Task item
Output every line of the listing as it stands.
(Material for this exercise Opens)
PR #5541, opened 2026-08-17
Beginning of Deep Reaches Rework

IslandForShans:
Reworked Dreaming Throne

- Dream Nexus now makes the tile a nebula for all players, dream player movement is unaffected
- Visions promissory gives nebula movement negation to holder
- Changed dream commander unlock
- Blue tech now both gives the +1 to movement starting in nexus token system and makes nebulae adjacent for them.
- BT changed to a Blue<>Green Synergy

Most of the code is moving it into separate handler files to match the rest of my factions. These will appear to have a lot of code changes, trying to keep it minimal and succinct for each one.


IslandForShans:
Forgot I initially changed all the abilities in the ability JSON, so this may end up being a bigger PR than I wanted....

I'll see about fixing it tonight.

PR #5577, opened 2026-08-27
LL bug fixes

IslandForShans:
Added supermassive purge handling to normal fragment purge paths (only runs when the id has "supermassive" in the id.

Changed aeterna graveyard I and II to let the player enforce the produced unit.


IslandForShans:
Oh also added a `/relic show_purged_fragments` command

PR #5581, opened 2026-08-28
Deep reaches Ta rework

IslandForShans:
Full rework of the Ta


IslandForShans:
Well this is a wee bit frustrating. I'll need to take a closer look later.

PR #712, opened 2025-11-13
[Fix] compiler error CS9273 in C#14

Christian-Schulz:
Building Greenshot with current .NET SDK and C# 14 causes compiler error [CS9273](https://learn.microsoft.com/en-us/dotnet/csharp/language-reference/compiler-messages/partial-declarations?f1url=%3FappId%3Droslyn%26k%3Dk(CS9273)#field-backed-properties).

`field` is now a reserved keyword.

To fix this, the variable is renamed to `fileInfo`.


Lakritzator:
I actually made the same change today while I tripped over this error 😆

Christian-Schulz:
> I actually made the same change today while I tripped over this error 😆

Yeah, I saw it in the other issue. You choose the same variable name as a replacement.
(Material for this exercise Closes)
Worked solution
PR #5541, opened 2026-08-17
Beginning of Deep Reaches Rework

IslandForShans:
Reworked Dreaming Throne

- Dream Nexus now makes the tile a nebula for all players, dream player movement is unaffected
- Visions promissory gives nebula movement negation to holder
- Changed dream commander unlock
- Blue tech now both gives the +1 to movement starting in nexus token system and makes nebulae adjacent for them.
- BT changed to a Blue<>Green Synergy

Most of the code is moving it into separate handler files to match the rest of my factions. These will appear to have a lot of code changes, trying to keep it minimal and succinct for each one.


IslandForShans:
Forgot I initially changed all the abilities in the ability JSON, so this may end up being a bigger PR than I wanted....

I'll see about fixing it tonight.

PR #5577, opened 2026-08-27
LL bug fixes

IslandForShans:
Added supermassive purge handling to normal fragment purge paths (only runs when the id has "supermassive" in the id.

Changed aeterna graveyard I and II to let the player enforce the produced unit.


IslandForShans:
Oh also added a `/relic show_purged_fragments` command

PR #5581, opened 2026-08-28
Deep reaches Ta rework

IslandForShans:
Full rework of the Ta


IslandForShans:
Well this is a wee bit frustrating. I'll need to take a closer look later.

PR #712, opened 2025-11-13
[Fix] compiler error CS9273 in C#14

Christian-Schulz:
Building Greenshot with current .NET SDK and C# 14 causes compiler error [CS9273](https://learn.microsoft.com/en-us/dotnet/csharp/language-reference/compiler-messages/partial-declarations?f1url=%3FappId%3Droslyn%26k%3Dk(CS9273)#field-backed-properties).

`field` is now a reserved keyword.

To fix this, the variable is renamed to `fileInfo`.


Lakritzator:
I actually made the same change today while I tripped over this error 😆

Christian-Schulz:
> I actually made the same change today while I tripped over this error 😆

Yeah, I saw it in the other issue. You choose the same variable name as a replacement.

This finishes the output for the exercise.